Stored items:
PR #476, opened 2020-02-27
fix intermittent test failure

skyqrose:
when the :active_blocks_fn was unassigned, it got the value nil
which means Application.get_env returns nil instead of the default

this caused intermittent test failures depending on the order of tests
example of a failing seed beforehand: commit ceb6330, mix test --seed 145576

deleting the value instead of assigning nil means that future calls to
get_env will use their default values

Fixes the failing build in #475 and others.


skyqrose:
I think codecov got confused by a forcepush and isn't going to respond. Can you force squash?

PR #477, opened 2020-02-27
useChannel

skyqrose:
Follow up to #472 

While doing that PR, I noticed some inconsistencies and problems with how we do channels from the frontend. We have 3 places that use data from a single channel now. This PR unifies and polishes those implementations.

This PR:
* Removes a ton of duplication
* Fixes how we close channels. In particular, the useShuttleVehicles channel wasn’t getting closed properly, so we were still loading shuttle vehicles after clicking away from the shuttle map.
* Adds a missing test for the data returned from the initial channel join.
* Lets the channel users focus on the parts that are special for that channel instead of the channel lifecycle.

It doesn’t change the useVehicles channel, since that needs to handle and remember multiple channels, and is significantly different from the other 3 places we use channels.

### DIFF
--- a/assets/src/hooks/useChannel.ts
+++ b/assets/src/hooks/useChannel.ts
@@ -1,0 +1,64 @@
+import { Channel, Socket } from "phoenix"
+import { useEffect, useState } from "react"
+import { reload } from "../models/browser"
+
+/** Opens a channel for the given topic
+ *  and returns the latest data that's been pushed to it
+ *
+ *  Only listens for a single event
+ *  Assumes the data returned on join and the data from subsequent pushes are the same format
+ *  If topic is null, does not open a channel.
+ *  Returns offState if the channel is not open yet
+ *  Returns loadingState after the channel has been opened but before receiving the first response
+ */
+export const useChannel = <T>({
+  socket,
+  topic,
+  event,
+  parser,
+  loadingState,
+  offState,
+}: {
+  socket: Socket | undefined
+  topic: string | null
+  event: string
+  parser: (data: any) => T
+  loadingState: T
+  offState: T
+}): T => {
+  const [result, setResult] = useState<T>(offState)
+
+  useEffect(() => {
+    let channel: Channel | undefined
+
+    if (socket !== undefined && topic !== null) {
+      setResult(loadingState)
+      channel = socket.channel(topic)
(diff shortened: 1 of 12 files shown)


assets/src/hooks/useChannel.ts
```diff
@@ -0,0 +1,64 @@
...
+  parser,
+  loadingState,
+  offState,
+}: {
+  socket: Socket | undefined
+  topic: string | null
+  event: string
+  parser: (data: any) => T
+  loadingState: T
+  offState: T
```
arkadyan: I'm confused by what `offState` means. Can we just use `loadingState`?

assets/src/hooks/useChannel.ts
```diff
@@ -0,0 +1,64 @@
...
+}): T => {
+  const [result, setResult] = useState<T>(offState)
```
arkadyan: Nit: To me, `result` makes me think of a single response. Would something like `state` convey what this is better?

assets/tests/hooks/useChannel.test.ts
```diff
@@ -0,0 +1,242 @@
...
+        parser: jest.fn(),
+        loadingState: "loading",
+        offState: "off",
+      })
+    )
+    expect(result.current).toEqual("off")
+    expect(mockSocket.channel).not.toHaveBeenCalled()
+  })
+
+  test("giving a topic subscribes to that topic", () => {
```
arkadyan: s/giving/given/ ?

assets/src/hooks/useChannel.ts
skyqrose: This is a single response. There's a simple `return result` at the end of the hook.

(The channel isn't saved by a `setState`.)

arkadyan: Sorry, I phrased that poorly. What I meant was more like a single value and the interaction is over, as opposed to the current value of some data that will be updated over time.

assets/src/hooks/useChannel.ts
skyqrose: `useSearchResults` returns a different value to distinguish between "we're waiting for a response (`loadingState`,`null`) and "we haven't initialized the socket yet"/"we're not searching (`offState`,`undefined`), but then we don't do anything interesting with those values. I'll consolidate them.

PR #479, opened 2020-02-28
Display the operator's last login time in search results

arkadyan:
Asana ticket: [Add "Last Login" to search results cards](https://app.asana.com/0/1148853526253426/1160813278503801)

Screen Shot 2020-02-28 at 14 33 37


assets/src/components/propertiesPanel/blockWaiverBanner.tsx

__What is being asked__. The expected answer is a copy of each line above containing "returned".

__Reply to the task__.
* Adds a missing test for the data returned from the initial channel join.
+ *  Assumes the data returned on join and the data from subsequent pushes are the same format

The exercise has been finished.